Among the entries below, please repeat exactly and only the lines from the line containing "That would be useful yes, also for Plone." to the line containing "In Plone 6 (alpha)", both lines included.

Start of Data shown

PR #1018, opened 2022-03-10
Add pin for last version of importlib-resources that works on Python 2.

mauritsvanrees:
The previous commit updated `tqdm` (some command line progress bar thingie) to 4.63.0, which has `importlib-resources` as new requirement. This was not pinned yet. So Plone coredev 5.2 locally failed on Python 2.7 with the latest Zope 4.x dev versions.

Also added pin for `singledispatch`, which is required by `importlib-resources`. Latest version seems fine.

Note: I am also fixing this temporarily in Plone coredev. But since these packages are pulled in by `tqdm` which is already pinned in Zope, it makes sense to add the pins here.

### DIFF
--- a/versions.cfg
+++ b/versions.cfg
@@ -52,6 +52,8 @@ idna = 2.10
 imagesize = 1.3.0
 # tox and pluggy require importlib-metadata <1
 importlib-metadata = 0.23
+# tqdm 4.63+ requires importlib-resources, and 3.3.1 is the last that works on Python 2.
+importlib-resources = 3.3.1
 lxml = 4.8.0
 manuel = 1.10.1
 # Version 6+ needs Python 3.x
@@ -79,6 +81,7 @@ readme-renderer = 28.0
 requests = 2.27.1
 requests-toolbelt = 0.9.1
 scandir = 1.10.0
+singledispatch = 3.7.0
 snowballstemmer = 2.2.0
 # soupsieve 2 needs Python 3
 soupsieve = 1.9.6


dataflake:
I'm surprised, there were no issues when I re-ran the buildout after updating the `tqdm` pin.

I also wonder if there's some automated resource that can identify version pins for stuff that isn't needed anymore. The 4.x branch has become a nightmare with those version pins and is falling behind more and more as packages drop Python 2.7 and/or 3.5 support.

IMHO we have been too "good" in backporting every little thing from `master` even though 4.x is officially receiving security fixes only. We need to be more strict in what we port. 4.x is on minimal life support and that should be made more obvious. I'd be in favor of creating a 5.x branch from current master in the very near future and then doing a major Python version support cleanup on master/6.x. Matter of fact, the current work to support Python 3.11 should be 6.x only.

dataflake (approved):

mauritsvanrees:
> I'm surprised, there were no issues when I re-ran the buildout after updating the `tqdm` pin.

`tqdm` get pulled in by `twine`, which is a dependency of `zest.releaser`. You want to pin that, but it is likely not used in GitHub Actions.
With Python2.7, after I `pip install twine`, a growing list of packages is installed, including the above:

```
$ bin/pip list
Package             Version
------------------- -----------
bleach              3.3.1
certifi             2021.10.8
chardet             4.0.0
contextlib2         0.6.0.post1
docutils            0.18.1
idna                2.10
importlib-resources 3.3.1
packaging           20.9
pathlib2            2.3.7.post1
pip                 20.3.4
pkginfo             1.8.2
Pygments            2.5.2
pyparsing           2.4.7
readme-renderer     30.0
requests            2.27.1
requests-toolbelt   0.9.1
scandir             1.10.0
setuptools          44.1.1
singledispatch      3.7.0
six                 1.16.0
tqdm                4.63.0
twine               1.15.0
typing              3.10.0.0
urllib3             1.26.8
webencodings        0.5.1
wheel               0.37.1
zipp                1.2.0
```

> I also wonder if there's some automated resource that can identify version pins for stuff that isn't needed anymore. The 4.x branch has become a nightmare with those version pins and is falling behind more and more as packages drop Python 2.7 and/or 3.5 support.

That would be useful yes, also for Plone.
In Plone 6 (alpha) I might just delete all versions and start with the very latest, and see if any removed versions make sense to keep.

In Plone 5.2, if Package 3 is for Python 3 only, and Package 2 is for Python 2 and 3, we have usually opted to have different version pins: `Package = 2` in `[versions:python27]` and `Package = 3` in the default `[versions]` or in a few cases in a specific `[versions:python3]`. That is a way to not fall behind in package versions on Python 3.

> IMHO we have been too "good" in backporting every little thing from `master` even though 4.x is officially receiving security fixes only. We need to be more strict in what we port. 4.x is on minimal life support and that should be made more obvious. I'd be in favor of creating a 5.x branch from current master in the very near future and then doing a major Python version support cleanup on master/6.x. Matter of fact, the current work to support Python 3.11 should be 6.x only.

Development on Plone 5.2, which needs Zope 4, is slowing down, so there is less need from that site for newer versions, or at least less for newer features. Bug-fix-only may be fine around now.

icemac:
> I'd be in favor of creating a 5.x branch from current master in the very near future and then doing a major Python version support cleanup on master/6.x. Matter of fact, the current work to support Python 3.11 should be 6.x only.

Additionally this could allow us to drop support for Python 3.6 those sunset was in December 2021. I am not sure how we would handle back ports from `master` to 5.x than. Maybe we find a way which has less effort than the one current one used for supporting 4.x

icemac:
Additionally: Do we really need to pin `zest.releaser`? Yes, we install it in the `scripts` part of `buildout.cfg`, but is it actually used? (I personally use a globally installed `zest.releaser` as I use it for all my projects, so there is no need to have it in each project separately.)

dataflake:
I personally don't use it at all. It seems using zest.releaser is a matter of personal preference. It certainly is not in any way important for the Zope package itself. I would be all for a big spring cleaning where everything that has been added to the buildout configuration for convenience is removed.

End of Data shown

[Your solution]
That would be useful yes, also for Plone.
In Plone 6 (alpha) I might just delete all versions and start with the very latest, and see if any removed versions make sense to keep.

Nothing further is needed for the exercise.